Studying a map Kelm saw that we could easily take our folding boat down the river to Tuskland.
“That’s smart!” Lev said in astonishment.
“You said that like you were surprised,” Cane replied and we all had a good laugh.
Later, we came back to the mountains at the headwaters of the Shrike River. There we discovered a large, recently vacated cave. Everything inside was smashed.
After following alongside the waters while they raced down a deep ravine to the plain below, we finally found a quiet spot we could unfold our boat to place in the water. It was quite comfy, with room for our horses, men’s and women’s privies, a mess, lounge, rumpus room, and servants' quarters. In a short cove we discovered a smashed rowboat that had recently been unearthed by storm or earthquake. Inside, covered with moss and dirt, grinned a pock-marked skeleton. A gold locket suggested he had died nearly 200 years ago, when this land was Erastil’s.
The water of Lake Silverstep is as clear as winter’s morning, the air as fresh as a bite from a lemon. So it surprised us to see a three mile swath of the northern lakeshore bubbling with sulfurous mud. As much as we wanted to investigate we could not stop, having important business in Tuskland that could not wait.
Ah, it was wonderful to finally be home, sharing dinner with you, Pirna, and Bert. I introduced you to your new little friend, whom you immediately named Nymeria. While you two were getting acquainted I met Bert’s son, little Ernie Askew, who has been living with his aunt in Brunderton until his daddy could send for him. I hope you become great friends.
Later, I went to the tavern to meet with Old Beldame, who promised to tell us what she knew about the centaurs if we stood her for beer—she’s a stout old dame. I saw her give Kelm the eye while she told us about Nomen belief. Apparently, they’re the guardians of an ancient valley in the Dunsward. Concerned, Kelm sent Aecora Silverfire a message by bird feather token asking her to explain this legend. Then he went home with the Old Beldame. Let this be a lesson to you, Pino, never underestimate adversaries or friends.
“According to Nomen tradition,” Bert Askew lectured us in the Common Room two days later after receiving her reply. “Vordekai is a slumbering warlord in the time of the Mother tribes, an ancient power figure,” he said she’d written.
But there was this little bit more. “There is an evil place in her tradition that her tribe is supposed to watch the valley to the west and south against disturbance, a place they call Olah-Kakanket—the Valley of the Dead! Taboo to the Nomen.
“‘Recently one of my scouts,’” he read excitedly, “‘claims that she saw a large lumbering shape amid the stone of the Olah-Kakanket—I can only wonder that maybe your friends from Varnhold awoke this entity.
“‘The scout that saw the shape was my own daughter, Samantha. She has since disappeared and I fear the worst—that she has defied tradition and entered Olah-Kakanket.’”

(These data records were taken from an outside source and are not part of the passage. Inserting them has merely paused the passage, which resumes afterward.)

PR #66, opened 2025-08-26
Bugfix: cleanup for gcov rgb images

nemo794:
This PR addresses a bug that was introduced in #50 , which is when we removed product-specific namespaces. The bug only appears for GCOV granules where multiple terms are combined to form an RGB browse image. (It does not appear for e.g. the NISAR sample products, which only contain single pol Freq A HHHH, which generate a greyscale browse image.)

These bugfixes were tested on a GCOV dataset generated using multiple polarizations in frequency A; this is the resulting RGB browse image:

BROWSE

### DIFF
--- a/src/nisarqa/input_product_readers/gcov_reader.py
+++ b/src/nisarqa/input_product_readers/gcov_reader.py
@@ -316,13 +316,13 @@ class GCOV(NonInsarGeoProduct):
             )
 
             for gray_img in pol_imgs.values():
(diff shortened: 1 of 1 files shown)


gshiroma (approved):
Thank you, @nemo794 . It works with the dataset I was testing.  I appreciate the quick fix.

nemo794:
Thank you for finding the bug, and for the quick testing, @gshiroma !

nemo794:
Thank you, @gmgunter !

PR #67, opened 2025-08-29
Bugfix: GOFF Quiver Plots -- Arrows plot on X/Y grid

nemo794:


src/nisarqa/raster_classes.py
```diff
@@ -462,19 +462,25 @@ class GeoRaster(SARRaster):
...
     """
 
     # Attributes of the input array
     x_spacing: float
-    x_start: float
-    x_stop: float
-
     y_spacing: float
-    y_start: float
-    y_stop: float
```
gmgunter, line 474: `x_start` and friends are still attributes of the dataclass, but we're not going to pass them to the `__init__` method anymore. Let's use `dataclasses.field` to tell Python that these aren't going to be passed as arguments to the `__init__` method that it synthesizes for you, as demonstrated below:

```python
from dataclasses import field

@dataclass
class GeoRaster(SARRaster):

    x_start: float = field(init=False)
    x_stop: float = field(init=False)

    y_start: float = field(init=False)
    y_stop: float = field(init=False)
```

src/nisarqa/raster_classes.py
```diff
@@ -499,6 +505,30 @@ def x_axis_limits(self) -> tuple[float, float]:
...
+    def x_start(self) -> float:
+        return float(self.x_coordinates[0])
+
+    @property
+    def x_stop(self) -> float:
+        # X in meters (units are specified as meters in the product spec)
+        # For NISAR, geocoded grids are referenced by the upper-left corner
+        # of the pixel to match GDAL conventions. So add the distance of
+        # the pixel's side to far right side to get the actual stop value.
+        return float(self.x_coordinates[-1] + self.x_axis_spacing)
```
gmgunter, line 518: Oops, we were wrong about this. Let's fix this in a future PR.

The subtlety here is that `isce3.product.GeoGridParameters` is referenced to the upper-left corner of the first pixel, *but* the `xCoordinates` and `yCoordinates` datasets that we store in NISAR products don't follow this convention. Instead, they represent the center of each pixel in the grid.

(See here for reference: https://github.com/gmgunter/isce3/blob/e4e4e568487d4e6c37f63c323eace51e723e4397/python/packages/nisar/static/product.py#L382-L395)

src/nisarqa/raster_classes.py
```diff
@@ -626,34 +656,127 @@ def decimate_raster_array_to_square_pixels(
...
+    -------
+    out : numpy.ndarray
+        Copy of `arr` that has been decimated along the first two
+        dimensions to have approx. square pixels.
+    ky, kx : int
+        The stride used for performing decimation in the X and Y directions,
+        respectively.
     """
-    arr = raster_obj.data[...]
+    arr = np.copy(arr)
```
gmgunter, line 766: Don't think we need to make a copy of the input array since we're not modifying the input array (hopefully...)

src/nisarqa/raster_classes.py
```diff
@@ -626,34 +656,127 @@ def decimate_raster_array_to_square_pixels(
...
+        approx. square pixels.
+    y_axis_spacing : float
+        Pixel Spacing in Y direction (azimuth for range-Doppler rasters).
+    x_axis_spacing : float
+        Pixel Spacing in X direction (range for range-Doppler rasters).
+
+    Returns
+    -------
+    out : numpy.ndarray
+        Copy of `arr` that has been decimated along the first two
```
gmgunter, line 760:
```suggestion
        View of `arr` that has been decimated along the first two
```

src/nisarqa/raster_classes.py
```diff
@@ -626,34 +656,127 @@ def decimate_raster_array_to_square_pixels(
...
+        dimensions to have approx. square pixels.
+    ky, kx : int
+        The stride used for performing decimation in the X and Y directions,
```
gmgunter, line 763:
```suggestion
        The stride used for performing decimation in the Y and X directions,
```

src/nisarqa/raster_classes.py
```diff
@@ -626,34 +656,127 @@ def decimate_raster_array_to_square_pixels(
...
+        approx. square pixels.
+    y_axis_spacing : float
+        Pixel Spacing in Y direction (azimuth for range-Doppler rasters).
+    x_axis_spacing : float
+        Pixel Spacing in X direction (range for range-Doppler rasters).
+
+    Returns
+    -------
+    out : numpy.ndarray
+        Copy of `arr` that has been decimated along the first two
```
gmgunter, line 731:
```suggestion
        View of `arr` that has been decimated along the first two
```

src/nisarqa/processing/insar/quiver_plots.py
```diff
@@ -382,4 +566,282 @@ def truncate_colormap(
...
+    for i in range(num_arrows_y_direction):
+        for j in range(num_arrows_x_direction):
+            aztime = target_in_rdr_matrix[i, j, 0]
+            srange = target_in_rdr_matrix[i, j, 1]
+            # Skip NaN pixels (this is usually geocoding fill)
+            if not np.isfinite(aztime) or not np.isfinite(srange):
+                x_tail_coords_shifted[i, j] = np.nan
+                y_tail_coords_shifted[i, j] = np.nan
+
+            else:
```
seongsujeong, line 803:
```suggestion
            continue

            xyz = isce3.geometry.rdr2geo_bracket(
```
Early return

src/nisarqa/raster_classes.py
```diff
@@ -626,34 +656,127 @@ def decimate_raster_array_to_square_pixels(
...
         Copy of raster_obj.data array that has been decimated along the
-        first two dimensions to have square pixels.
+        first two dimensions to have approx. square pixels.
+    ky, kx : int
+        The stride used for performing decimation in the X and Y directions,
+        respectively.
+    """
+    # Decimate to square pixels.
+    return decimate_array_to_square_pixels_with_strides(
+        arr=raster_obj.data[...],
```
gmgunter, line 706: `raster_obj.data` has type `numpy.typing.ArrayLike`, which doesn't guarantee that we can perform this operation (`raster_obj.data[...]`). All we know is that we can convert it to a NumPy array.

Let's ensure that this always returns a copy, because functions sometimes return a copy and sometimes return a view can be tricky to use safely.

```suggestion
        arr=np.asarray(raster_obj.data, copy=True),
```

src/nisarqa/raster_classes.py
```diff
@@ -626,34 +656,127 @@ def decimate_raster_array_to_square_pixels(
...
+
+    Returns
+    -------
+    out : numpy.ndarray
+        Copy of raster_obj.data array that has been decimated along the
+        first two dimensions to have approx. square pixels.
+    """
+    # Decimate to square pixels.
+    return decimate_array_to_square_pixels(
+        arr=raster_obj.data[...],
```
gmgunter, line 675:
```suggestion
        arr=np.asarray(raster_obj.data, copy=True),
```

src/nisarqa/input_product_readers/insar_product.py
```diff
@@ -203,5 +204,53 @@ def save_qa_metadata_to_h5(self, stats_h5: h5py.File) -> None:
                 ds_description=f"Polarizations for Frequency {freq}.",
             )
 
+    def _path_to_orbit_grp(self) -> str:
+        """Path in HDF5 to the product's orbit metadata group."""
+        pass
```
gmgunter, line 209: What's going on here? Should we delete this method?

```suggestion
```

src/nisarqa/input_product_readers/insar_product.py
```diff
@@ -203,5 +204,53 @@ def save_qa_metadata_to_h5(self, stats_h5: h5py.File) -> None:
...
+
+    def get_orbit(self, ref_or_sec: str) -> isce3.core.Orbit:
+        """
+        Get the isce3.core.Orbit for the input granule.
```
gmgunter, line 213:
```suggestion
        Get the orbit of the specified input RSLC for the input granule.
```

src/nisarqa/input_product_readers/insar_product.py
```diff
@@ -203,5 +204,53 @@ def save_qa_metadata_to_h5(self, stats_h5: h5py.File) -> None:
...
+
+        Parameters
+        ----------
+        ref_or_sec : str
+            One of {"reference", "secondary"}.
```
gmgunter, line 218:
```suggestion
        ref_or_sec : {"reference", "secondary"}
```

src/nisarqa/input_product_readers/insar_product.py
```diff
@@ -203,5 +204,53 @@ def save_qa_metadata_to_h5(self, stats_h5: h5py.File) -> None:
...
+            try:
+                orbit_grp = f[orbit_path]
+            except KeyError as e:
+                if nisarqa.Version.from_string(
+                    self.product_spec_version
+                ) < nisarqa.Version.from_string("1.1.1"):
+                    # "reference" and "secondary" orbit sub groups were
+                    # added in product specs 1.1.1
+                    orbit_path = "/".join([self._metadata_group_path, "orbit"])
+                    orbit_grp = f[orbit_path]
```
gmgunter, line 247: Is this the reference orbit? Should we raise an exception if the user asked for the "secondary" orbit?

src/nisarqa/input_product_readers/insar_product.py
```diff
@@ -203,5 +204,53 @@ def save_qa_metadata_to_h5(self, stats_h5: h5py.File) -> None:
...
+                else:
+                    raise
+            # where `group` is an `h5py.Group`
```
gmgunter, line 250:
```suggestion
```

src/nisarqa/input_product_readers/nisar_product.py
```diff
@@ -596,6 +597,65 @@ def science_freq(self) -> str:
...
+
+        Parameters
+        ----------
+        freq : str
+            Must be either "A" or "B".
+
+        Returns
+        -------
+        center_freq : float
+            The center frequency for input product's Frequency `freq`.
```
gmgunter, line 612:
```suggestion
            The center frequency for input product's Frequency `freq`, in hertz.
```

src/nisarqa/input_product_readers/nisar_product.py
```diff
@@ -596,6 +597,65 @@ def science_freq(self) -> str:
...
+        """
+        center_freq_path = f"{self.get_freq_path(freq=freq)}/centerFrequency"
```
gmgunter, line 614: This doesn't work for RSLC. It has "processedCenterFrequency" and "acquiredCenterFrequency".

https://github-fn.jpl.nasa.gov/NISAR-ADT/NISAR_PIX/blob/7b59f5f09d770952a277135b8130aac536786da9/XML/L1/nisar_L1_RSLC.xml#L294-L307

Let's move it to the InSAR product reader, rather than this base class that's common to all NISAR products.

src/nisarqa/input_product_readers/nisar_product.py
```diff
@@ -596,6 +597,65 @@ def science_freq(self) -> str:
...
+
+        Parameters
+        ----------
+        freq : str
+            Must be either "A" or "B".
+
+        Returns
+        -------
+        wavelength : float
+            The wavelength for input product's Frequency `freq`.
```
gmgunter, line 632:
```suggestion
            The wavelength for input product's Frequency `freq`, in meters.
```

src/nisarqa/processing/insar/quiver_plots.py
```diff
@@ -352,26 +492,70 @@ def truncate_colormap(
...
+                x_coordinates=x_coordinates[::arrow_stride],
+                y_coordinates=y_coordinates[::arrow_stride],
+                projection_params=quiver_projection_params,
+            )
+        )
+
+        # Invert y component because matplotlib.pyplot.quiver follows the
+        # axes convention in the background image (positive y).
+        # But, the offset images follow the top-down convention (negative y),
+        # so we need to invert the values.
```
seongsujeong, line 543:
```suggestion
        # NOTE: Invert the Y component because `matplotlib.pyplot.quiver()` after `matplotlib.pyplot.imshow()` will follow the coordinate convention of the raster i.e. row index downward. This is opposite to the coordinate system in which the offset was defined (i.e. +y upward), so the y offset needs to be inverted to properly plot the quivers on top of the image.
```

Please feel free to edit and split the lines.

src/nisarqa/input_product_readers/nisar_product.py
```diff
@@ -596,6 +597,65 @@ def science_freq(self) -> str:
...
+            The ground track velocity metadata cube.
+        """
+        grd_trk_path = "/".join(
+            [self._coordinate_grid_metadata_group_path, "groundTrackVelocity"]
+        )
+
+        with h5py.File(self.filepath, "r") as f:
+            grd_trk_vel = self._build_metadata_lut(f=f, ds_arr=f[grd_trk_path])
+
+        return grd_trk_vel
```
gmgunter, line 657:
```suggestion
            return self._build_metadata_lut(f=f, ds_arr=f[grd_trk_path])
```

seongsujeong (commented):
Nice work @nemo794. Here are my comments.

src/nisarqa/processing/insar/quiver_plots.py
```diff
@@ -382,4 +566,282 @@ def truncate_colormap(
...
+    azimuth and slant range directions into the X/Y directions of the projected
+    coordinates.
+
+    Parameters
+    ----------
+    epsg : int
+        EPSG of the offsets arrays and coordinate vectors.
+    orbit : isce3.core.Orbit
+        The trajectory of the radar antenna phase center over a time interval
+        that includes the observation times of each point in `geo_pts`.
```
gmgunter, line 587: What is `geo_pts`?

src/nisarqa/processing/insar/quiver_plots.py
```diff
@@ -382,4 +566,282 @@ def truncate_colormap(
...
+           Start of search interval, in seconds. Defaults to `orbit.start_time`.
+        'time_end':
+           End of search interval, in seconds. Defaults to `orbit.end_time`.
+        Defaults to None.
+    """
+
+    epsg: int
+    orbit: isce3.core.Orbit
+    wavelength: float
+    lookside: isce3.core.LookSide | str
```
gmgunter, line 611: Currently the docstring says "look_side", which I like better

```suggestion
    look_side: isce3.core.LookSide | str
```

src/nisarqa/processing/insar/quiver_plots.py
```diff
@@ -55,24 +62,39 @@ def plot_offsets_quiver_plot_to_pdf(az_offset, rg_offset, params, report_pdf):
         A structure containing processing parameters to generate quiver plots.
     report_pdf : matplotlib.backends.backend_pdf.PdfPages
         The output PDF file to append the quiver plot to.
+    quiver_projection_params : None or ParamsForAzRgOffsetsToProjected, optional
+        ** Strongly Recommended for GOFF and GUNW **
+        If None, or if offsets arrays are nisarqa.RadarRaster, this will
+        be ignored. Set this to None if the contents of the offset rasters
```
gmgunter, line 68: Maybe we should raise an exception if the input is a `RadarRaster` and `quiver_projection_params is not None`?

(We probably don't want to raise an exception if the input array is a `GeoRaster` and `quiver_projection_params is None`, because that would preclude the possibility of generating QA plots for offsets that have already been re-projected.)

gmgunter (commented):
Here are notes from our abridged offline review today.

We reviewed the changes to the product readers and Raster classes, but didn't look over any of the algorithmic details yet due to time constraints.

src/nisarqa/processing/insar/quiver_plots.py
nemo794: Oh wow, this is a great explanation! Thank you!
(And thank you for figuring out the bug, too!)

src/nisarqa/processing/insar/quiver_plots.py
```diff
@@ -382,4 +558,282 @@ def truncate_colormap(
...
+    orbit = projection_params.orbit
+    wavelength = projection_params.wavelength
+    lookside = projection_params.lookside
+    ground_track_velocity = projection_params.ground_track_velocity
+    geo2rdr_params = projection_params.geo2rdr_params
+    geo2rdr_params = {} if (geo2rdr_params is None) else geo2rdr_params
+
+    # Useful variables for the algorithm
+    num_arrows_x_direction = len(y_coords_values_at_arrow_tails)
+    num_arrows_y_direction = len(x_coords_values_at_arrow_tails)
```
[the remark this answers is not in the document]
nemo794: Oh wow, that's a great catch. Thank you!

GOFF rasters seem to be square (usually), which means that the X and Y dimensions are the same length, so this was a silent bug 🤦‍♀️ .

gmgunter (commented):
We reviewed this together offline in our QA meeting this morning

src/nisarqa/processing/insar/quiver_plots.py
```diff
@@ -382,4 +568,282 @@ def truncate_colormap(
...
+    )
+
+    # Shift the radar grid's azimuth values
+    target_in_rdr_matrix[:, :, 0] += az_off_values_at_arrow_tail_in_seconds
+
+    # Shift the radar grid's range values
+    # Note: range offset values were already in meters, so just add them
+    target_in_rdr_matrix[:, :, 1] += rg_offsets_at_arrow_tails
+
+    # 4) Run geo2rdr to convert back to (x_1, y_1) LLH
```
gmgunter, line 787:
```suggestion
    # 4) Run rdr2geo to convert back to (x_1, y_1) LLH
```

src/nisarqa/processing/insar/quiver_plots.py
```diff
@@ -382,4 +568,282 @@ def truncate_colormap(
...
+            proj = isce3.core.make_projection(epsg)
+
+            # Use a dummy height value of 0 in computing the inverse projection.
+            # ISCE3 projections are always 2-D transformations -- the height
+            # has no effect on lon/lat. In ISCE3, the height valued is simply
+            # passed through and copied to the output height value, so we
+            # can ignore it.
+            lon, lat, _ = proj.inverse([x_coord, y_coord, 0])
+
+            # 2) Run rdr2geo on the (x_0, y_0) LLH
```
gmgunter, line 715:
```suggestion
            # 2) Run geo2rdr on the (x_0, y_0) LLH
```

src/nisarqa/processing/insar/quiver_plots.py
```diff
@@ -382,4 +568,282 @@ def truncate_colormap(
...
+            if not np.isfinite(aztime) or not np.isfinite(srange):
+                x_tail_coords_shifted[i, j] = np.nan
+                y_tail_coords_shifted[i, j] = np.nan
+                continue
+
+            xyz = isce3.geometry.rdr2geo_bracket(
+                # az time in seconds since orbit.reference_epoch
+                aztime=target_in_rdr_matrix[i, j, 0],
+                # slant range in meters
+                slant_range=target_in_rdr_matrix[i, j, 1],
```
gmgunter, line 810:
```suggestion
                aztime=aztime,
                # slant range in meters
                slant_range=srange,
```

You already assigned the variables `aztime` and `srange` above, so you might as well use those variables here.

https://github.com/isce-framework/nisarqa/blob/219b355eb9011e69a3fe0eb359fa1e8fdfaabba6/src/nisarqa/processing/insar/quiver_plots.py#L798-L799

gmgunter (commented):
Thanks, @nemo794! This is a really nice (and very well-documented!) improvement. Here are a few additional suggestions from a more thorough review of the implementation.

src/nisarqa/processing/insar/quiver_plots.py
```diff
@@ -352,26 +492,72 @@ def truncate_colormap(
...
+            )
+        )
+
+        # NOTE: Invert the Y component because `matplotlib.pyplot.quiver()`
+        # after `matplotlib.pyplot.imshow()` will follow the coordinate
+        # convention of the raster i.e. row index downward.
+        # This is opposite to the coordinate system in which the offset was
+        # defined (i.e. +y upward), so the y offset needs to be inverted
+        # to properly plot the quivers on top of the image.
+        y_offsets_at_arrow_tails *= -1
```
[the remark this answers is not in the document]
nemo794: Thank you @gmgunter for diagnosing the issue and writing a detailed assessment! Incredibly insightful. Summarizing an offline conversation:

* In this PR, we'll implement the fully-correct fix for GOFF, where we divide by the exact x and y posting
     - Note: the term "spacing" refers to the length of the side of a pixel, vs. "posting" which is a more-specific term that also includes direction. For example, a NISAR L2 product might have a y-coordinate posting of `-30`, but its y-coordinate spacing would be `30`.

“And that’s all the information they have. They’ve lost much of their archives in the years following their battles with the Taldorian army.”
Bert tossed the letter into the air. “And this sainted woman is the one you slandered as standoffish!”
“Time to go back,” Kelm and Lev said as one.
“‘I would warn you against going into the valley of the dead’” Bert snatched the letter back from the floor, “‘but if you do and you find clues of my daughter’s disappearance I’ll be very much appreciative.’”
At Kelm’s suggestion we sent her a message thanking her for the information. “When we enter the Valley of the Dead I will make certain to look for your daughter as our paths take us into that dreadful place,” he wrote.
“Are we really going to go back?” Cane asked.
“We have to,” Lev replied. “We have to.”